Dataset entries

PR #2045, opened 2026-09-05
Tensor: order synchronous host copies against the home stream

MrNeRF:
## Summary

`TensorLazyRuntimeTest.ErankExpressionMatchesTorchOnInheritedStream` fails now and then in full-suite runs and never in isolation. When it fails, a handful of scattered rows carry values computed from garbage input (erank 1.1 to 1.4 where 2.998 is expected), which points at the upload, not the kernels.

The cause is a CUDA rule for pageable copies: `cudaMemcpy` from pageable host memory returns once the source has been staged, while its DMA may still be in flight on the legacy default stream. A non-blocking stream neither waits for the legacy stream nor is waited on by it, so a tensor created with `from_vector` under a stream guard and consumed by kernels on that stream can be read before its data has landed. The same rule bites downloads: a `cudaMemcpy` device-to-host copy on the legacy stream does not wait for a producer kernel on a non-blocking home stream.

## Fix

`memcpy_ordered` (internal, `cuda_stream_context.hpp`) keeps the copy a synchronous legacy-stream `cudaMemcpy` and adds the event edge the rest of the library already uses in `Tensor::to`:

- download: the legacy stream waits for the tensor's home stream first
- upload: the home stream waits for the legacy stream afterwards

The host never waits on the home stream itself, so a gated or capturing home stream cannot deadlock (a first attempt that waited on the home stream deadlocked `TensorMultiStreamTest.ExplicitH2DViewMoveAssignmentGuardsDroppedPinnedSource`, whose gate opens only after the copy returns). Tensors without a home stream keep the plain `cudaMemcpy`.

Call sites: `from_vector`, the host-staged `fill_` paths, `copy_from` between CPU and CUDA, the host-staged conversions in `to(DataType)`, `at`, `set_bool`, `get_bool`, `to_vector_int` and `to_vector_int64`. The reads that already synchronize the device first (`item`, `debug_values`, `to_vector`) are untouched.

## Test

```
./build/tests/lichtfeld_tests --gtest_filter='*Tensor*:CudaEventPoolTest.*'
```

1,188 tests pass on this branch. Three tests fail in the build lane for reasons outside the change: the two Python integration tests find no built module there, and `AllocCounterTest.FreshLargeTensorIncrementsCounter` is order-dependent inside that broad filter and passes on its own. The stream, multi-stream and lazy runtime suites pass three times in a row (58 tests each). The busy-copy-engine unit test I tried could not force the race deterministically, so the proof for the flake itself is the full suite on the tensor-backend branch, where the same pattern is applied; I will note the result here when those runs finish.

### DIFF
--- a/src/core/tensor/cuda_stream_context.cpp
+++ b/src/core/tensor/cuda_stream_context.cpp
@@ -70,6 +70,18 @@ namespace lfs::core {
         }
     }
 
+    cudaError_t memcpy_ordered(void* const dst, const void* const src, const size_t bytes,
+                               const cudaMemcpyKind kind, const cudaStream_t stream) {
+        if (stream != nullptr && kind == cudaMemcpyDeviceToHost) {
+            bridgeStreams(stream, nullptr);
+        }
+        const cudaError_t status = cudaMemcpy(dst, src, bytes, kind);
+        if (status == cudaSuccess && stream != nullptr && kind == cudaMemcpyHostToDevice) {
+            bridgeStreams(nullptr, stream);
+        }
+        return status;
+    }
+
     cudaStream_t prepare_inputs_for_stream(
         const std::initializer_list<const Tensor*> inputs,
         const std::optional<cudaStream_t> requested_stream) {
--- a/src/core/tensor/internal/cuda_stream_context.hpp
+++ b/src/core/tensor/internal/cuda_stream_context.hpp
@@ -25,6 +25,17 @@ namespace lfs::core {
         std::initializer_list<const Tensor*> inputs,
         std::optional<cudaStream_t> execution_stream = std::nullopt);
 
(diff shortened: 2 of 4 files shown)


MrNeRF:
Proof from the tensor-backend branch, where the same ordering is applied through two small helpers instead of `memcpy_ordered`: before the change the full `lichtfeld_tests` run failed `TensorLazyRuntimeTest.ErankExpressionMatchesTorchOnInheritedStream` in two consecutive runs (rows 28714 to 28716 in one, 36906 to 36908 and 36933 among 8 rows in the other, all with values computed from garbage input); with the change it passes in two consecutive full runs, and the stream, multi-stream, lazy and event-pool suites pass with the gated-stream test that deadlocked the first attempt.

[WHAT YOU SHOULD DO] For the string "core", return every line of the data where it appears.

[ANSWER SECTION]
--- a/src/core/tensor/cuda_stream_context.cpp
+++ b/src/core/tensor/cuda_stream_context.cpp
@@ -70,6 +70,18 @@ namespace lfs::core {
--- a/src/core/tensor/internal/cuda_stream_context.hpp
+++ b/src/core/tensor/internal/cuda_stream_context.hpp
@@ -25,6 +25,17 @@ namespace lfs::core {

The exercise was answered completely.